Happy with kaunjika sales

It is 3 pm at Champhoyo Trading Centre in Traditional Authority Nthondo in Ntchisi North East.

The marketplace has been deserted due to the afternoon heat. Other traders have temporarily abandoned their merchandise for lunch. Buyers and wannabes have also relocated to their homes, ready to come again at the fall of the sun.

While the hustle-bustle of the market has relented, a young woman stands resiliently besides her merchandise—second-hand clothes. She has endured the sweltering heat for hours now. Tiyamike Boniface is her name.

Every time and again she steals a glance at the small heap of kaunjika clothes on the ground.

“For the past few days, the heap of clothes was so huge. I have sold many clothes and I will order a new bale tomorrow,” she says.

The 20-year-old from Bzyobvyo village in the area learned business management with Creative Centre for Community Mobilisation (CRECCOM). The organization was implementing a Youth In Action (YIA) project in the district. Boniface joined the programme in in 2015.

At the end of the project, she received K50 000. She bought three goats. She sold them. For close to five months, she was into goat selling.

Later the mother of two changed business—she started selling tomatoes and other vegetables.

Through the course of her business adventures, Boniface, who is not married, has been able to support her two children. “I also built a house using money from the business.”

About the lessons from CRECCOM, the young woman says she learned to persevere life adversities to prosper. “That is why I endure the heat to sell my merchandise because if I leave, I can miss that one customer,” she says.

CRECCOM implemented the project with support from MasterCard Foundation (Canada) through Save the Children between 2012 and 2017 in T/As Chilooko,

Malenga, Chikho, Nthondo and Kasakura in the district.

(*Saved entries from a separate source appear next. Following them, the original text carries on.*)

PR #1058, opened 2026-07-17
Slightly more precise and much easier optimization for acyclicity

ThomasHaas:
This is a simplification of #1015 with a slightly better precision.
@hernanponcedeleon you merged #1015 a little too early :P

### DIFF
--- a/dartagnan/src/main/java/com/dat3m/dartagnan/encoding/WmmEncoder.java
+++ b/dartagnan/src/main/java/com/dat3m/dartagnan/encoding/WmmEncoder.java
@@ -14,10 +14,7 @@ import com.dat3m.dartagnan.smt.EncodingUtils;
 import com.dat3m.dartagnan.smt.FormulaManagerExt;
 import com.dat3m.dartagnan.wmm.*;
 import com.dat3m.dartagnan.wmm.analysis.RelationAnalysis;
-import com.dat3m.dartagnan.wmm.axiom.Acyclicity;
-import com.dat3m.dartagnan.wmm.axiom.Axiom;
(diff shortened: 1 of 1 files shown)


hernanponcedeleon:
> @hernanponcedeleon you merged #1015 a little too early :P

This was possibly the (merged) PR that remained open the longest :P

Do you have any example where the current code is more precise?

ThomasHaas:
> > @hernanponcedeleon you merged #1015 a little too early :P
> 
> This was possibly the (merged) PR that remained open the longest :P

Yeah, cause the evaluations on SVCOMP were not good and cause I was busy with other stuff :P.

> Do you have any example where the current code is more precise?

In terms of real benchmarks, probably under all weaker memory models (e.g. aarch64.cat).
In terms of artificial examples, I guess something like this:
```
a;
x;
if (*)
    z; // maybe a fence in TSO?
y;  
```
s.t. you have a must-edge between every pair (from top to bottom) except for `(a, y)`.

The old code did not make the `(z,y)` ordering unconditional, because it thought that this could then be composed with `(a,z)` to give `(a, y)` which is not a must-edge and so appears to be wrong. But `(a,y)` is a transitive must-edge via `(a, x);(x, y)` (skipping `z` altogether) and so everything is fine: `(a, y)` is already statically ordered even if it is no direct must-edge.

The new code just computes the transitive closure to do the reasoning which simplifies it a lot (the old code approximated this same reasoning somehow). Overall, the precision is not so much higher, especially for SC. But under ARM, I saw some bigger improvements. I have not really measured how it affects performance.

hernanponcedeleon (approved):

The programme was expected to reach 39 850 direct beneficiaries over six years. By March 2018 the programme had reached 43 792 youths in 5 countries namely Malawi, Burkina Faso, Egypt, Ethiopia and Uganda . From this figure, 40 593 youths completed the learning phase and 36 314 youths graduated from the full programme .In Malawi the project targeted four districts including Mchinji, Kasungu, Ntchisi and Rumphi.

As Boniface is waiting for customers, Sarah Chiphambo at Nthondo Trading Centre is plaiting hair of a customer in her salon.

The 24-year-old young woman from Makhetchemu Village in the area dropped out in Standard Four but YIA taught her business management. Like Boniface, she joined the programme in 2015.

At the end, she received K50 000. She too, was into goat selling until she decided to change careers. With the money she earned from goat sales, she learned hairdressing.

She is now running a salon. The business supports her. In 2016 she married, but she later walked away from the marriage due to gender-based violence.

“That is why I thank YIA because if I was not empowered, I would still be in marriage. But I am economically independent and do not need an abusive husband,” she says.

While Chiphambo has found a career in hairdressing, another YIA trained young woman is Flora Nduwa, 25, from Nthondo Village. She also joined YIA programme in 2015.

Nduwa went to Mikolongwe Dapp Training College in Chiradzulu where she graduated in agribusiness in 2016.

“I received a sprayer and fertilisers as starter-pack tools. So, I grew vegetables. After the sales, I invested again in farming. Up to now, farming is my career,” she says.

Like her two colleagues, Nduwa is supporting herself from farming.